Un diseño que traslada el universo BRABUS al mar
La influencia de BRABUS aparece mucho más allá del logotipo. El exterior incorpora numerosos elementos realizados en fibra de carbono vista, desde los alerones hasta los pilares laterales, las entradas de ventilación o la iluminación integrada en el techo. El propietario puede elegir entre los acabados Graphite Black y Phantom Grey, además de distintas combinaciones cromáticas para la tapicería exterior, una paleta claramente inspirada en los modelos de altas prestaciones de la firma alemana.
La cubierta de popa concentra buena parte de la vida a bordo. Dos plataformas laterales abatibles aumentan la manga útil desde 5,6 hasta 7,6 metros cuando el barco permanece fondeado, creando una amplia terraza junto al agua. Los grandes soláriums transformables pueden convertirse en sofás, mientras una mesa de fibra de carbono regulable adapta el espacio tanto para comer como para descansar. Completan la zona una cocina exterior con barbacoa eléctrica, módulos de servicio y una gran zona de proa destinada exclusivamente al relax.

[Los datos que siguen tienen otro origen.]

PR #59, opened 2020-03-31
Fix some swagger models and modify requirements endpoint to return ar…

jhevans:
…ray nested in object. Fix createTestData script to accept 201 response as success

Please wait for both reviewers before merging.


src/main/java/uk/gov/justice/probation/courtcaseservice/controller/OffenderController.java
```diff
@@ -54,7 +51,7 @@
         })
     @GetMapping(path="offender/{crn}/convictions/{convictionId}/requirements", produces = APPLICATION_JSON_VALUE)
     public @ResponseBody
-    Mono<List<Requirement>> getRequirements(@PathVariable String crn, @PathVariable String convictionId) {
-        return offenderService.getConvictionRequirements(crn, convictionId);
+    RequirementsResponse getRequirements(@PathVariable String crn, @PathVariable String convictionId) {
```
jhevans: @katie-cawthorne I had to change this to an Object rather than returning a list directly as Swagger wasn't able to handle the Mono<List>, hope that's ok. Returning a flat list can cause problems for some clients as well so if possible it's better to just return an object with a single array field.

src/test/java/uk/gov/justice/probation/courtcaseservice/service/OffenderServiceTest.java
```diff
@@ -38,8 +38,8 @@ public void setUp() {
         service = new OffenderService(offenderRestClient);
         offender = Offender.builder().build();
         when(offenderRestClient.getOffenderByCrn(CRN)).thenReturn(Mono.just(offender));
-        when(offenderRestClient.getConvictionsByCrn(CRN)).thenReturn(Mono.just(convictions));
-        when(offenderRestClient.getConvictionRequirements(CRN, CONVICTION_ID)).thenReturn(Mono.just(requirements));
+        when(offenderRestClient.getConvictionsByCrn(CRN)).thenReturn(Mono.just(expectedConvictions));
```
chris-faulkner-mojdt: Would like to see these mocked control statements moved into just the test methods which use them. ...

PR #63, opened 2020-04-07
PIC-311: Added unpaid work to convictions response

katie-cawthorne:
- Added unpaid work to sentence within the convictions response, in line with community-api
- Updated tests
- Updated mock data


src/main/java/uk/gov/justice/probation/courtcaseservice/service/model/UnpaidWork.java
```diff
@@ -0,0 +1,17 @@
...
+
+import io.swagger.annotations.ApiModel;
+import lombok.Builder;
+import lombok.Getter;
+
+@ApiModel("UnpaidWork")
+@Getter
+@Builder
+public class UnpaidWork {
+    private Integer offered;
```
jhevans, line 11: We should document that this value is given in minutes... in fact maybe just rename it to minutesOffered and not bother with documenting it. Sorry I appreciate this is what it says in the ticket!

src/main/java/uk/gov/justice/probation/courtcaseservice/restclient/communityapi/model/CommunityApiAppointment.java
```diff
@@ -0,0 +1,18 @@
+package uk.gov.justice.probation.courtcaseservice.restclient.communityapi.model;
+
+import com.fasterxml.jackson.annotation.JsonIgnoreProperties;
+import com.fasterxml.jackson.annotation.JsonProperty;
+import lombok.Getter;
+
+@Getter
+@JsonIgnoreProperties(ignoreUnknown = true)
+public class CommunityApiAppointment {
```
jhevans, line 9: Maybe rename this? `CommunityApiAttendance` or something like that might be clearer?  Up to you

src/main/java/uk/gov/justice/probation/courtcaseservice/service/model/UnpaidWork.java
katie-cawthorne: I agree, I did think that when I was doing it actually. I'll update it.

src/main/java/uk/gov/justice/probation/courtcaseservice/restclient/communityapi/model/CommunityApiAppointment.java
katie-cawthorne: Sure makes more sense, I'll update it now.

katie-cawthorne: Actually, just had a look and we already have `CommunityApiAttendance` so I'll keep it as `CommunityApiAppointment`, it's actually referred to as `appointment` in community-api.

src/main/java/uk/gov/justice/probation/courtcaseservice/service/model/UnpaidWork.java
jhevans: Awesome! Don't feel like the ticket is gospel, that was just my best interpretation of what seemed sensible at the time but we should feel free to change it if we find things that can be done better. Just leave a comment or something so people coming after know.

PR #68, opened 2020-04-17
Awaiting Wiremock to be ready. 

chris-faulkner-mojdt:
We looked to be hitting the exact same issue described here 
[https://github.com/tomakehurst/wiremock/issues/1224](url)

This ticket reports this 

> we sometimes have failures once Spring launches a fresh context and Spring Security tries to get OAuth2 token (this call is stubbed within WireMock server)

The workaround was to do this

> We now have a workaround and add a simple e.g. /readiness/wiremock stub right after starting the WireMockServer and try to hit it with a simple retry-mechanism and once HTTP status 200 returns we continue we our setup.

The ticket was closed with no fix. So this commit does the same thing as described

### DIFF
--- a/build.gradle
+++ b/build.gradle
@@ -172,6 +172,7 @@ dependencies {
     }
 
     testCompile "com.github.tomakehurst:wiremock-jre8:2.26.2"
+    testCompile("org.springframework.retry:spring-retry:1.2.5.RELEASE")
 
     implementation ('org.springframework:spring-web:5.2.3.RELEASE') {
         because 'Transitive dependency. Previous versions have a known vulnerability'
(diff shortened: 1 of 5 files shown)


jhevans:
> We looked to be hitting the exact same issue described here
> [https://github.com/tomakehurst/wiremock/issues/1224](url)
> 
> This ticket reports this
> 
> > we sometimes have failures once Spring launches a fresh context and Spring Security tries to get OAuth2 token (this call is stubbed within WireMock server)
> 
> The workaround was to do this
> 
> > We now have a workaround and add a simple e.g. /readiness/wiremock stub right after starting the WireMockServer and try to hit it with a simple retry-mechanism and once HTTP status 200 returns we continue we our setup.
> 
> The ticket was closed with no fix. So this commit does the same thing as described

I get a 404 when I follow that link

El interior sigue la misma filosofía. La tapicería emplea cuero BRABUS Masterpiece con el característico patrón triangular utilizado por la marca en sus automóviles, combinado con Alcantara, detalles de carbono y un puesto de gobierno dominado por una gran pantalla panorámica que integra navegación, monitorización de sistemas y control de las funciones del barco en una única interfaz desarrollada específicamente para este modelo.




Un nuevo segmento entre el catamarán y el yate deportivo
El BRABUS ULTIMA 55 también refleja una evolución más amplia dentro del mercado. Durante años, los catamaranes a motor se asociaban principalmente con la navegación de largo recorrido y la máxima habitabilidad. Paralelamente, los yates deportivos privilegiaban la velocidad, aunque sacrificando parte del espacio interior. Este proyecto intenta situarse entre ambos mundos, manteniendo el volumen característico de un multicasco sin renunciar a prestaciones propias de embarcaciones mucho más ligeras.
El barco se ofrece con dos configuraciones interiores. La versión estándar dispone de una suite principal, un camarote VIP y una cabina para un tripulante, mientras una segunda distribución sustituye el camarote VIP por dos cabinas dobles, elevando la capacidad hasta seis invitados además del miembro de la tripulación. La cocina, completamente equipada, permanece integrada en el salón principal para favorecer una vida a bordo continua, más cercana a la de una vivienda contemporánea que a la distribución tradicional de muchos yates deportivos.
La colaboración también resulta significativa por lo que representa para ambas compañías. Fundado en 2002 por Francis Lapp, Sunreef se ha consolidado como uno de los principales especialistas mundiales en catamaranes de lujo a medida y ha impulsado tecnologías vinculadas a la propulsión eléctrica y la integración de paneles solares en la estructura del barco. BRABUS, por su parte, lleva casi cincuenta años desarrollando vehículos de altas prestaciones y ha ampliado progresivamente su actividad hacia motocicletas, embarcaciones y otros productos de lujo.
Más allá de las cifras de potencia o velocidad, el BRABUS ULTIMA 55 confirma otra tendencia interesante. Las fronteras entre sectores son cada vez menos rígidas. El diseño automovilístico, la ingeniería naval y el mundo del lujo comparten hoy un lenguaje común donde la identidad de una marca puede trasladarse de la carretera al mar sin limitarse a un ejercicio de estilo.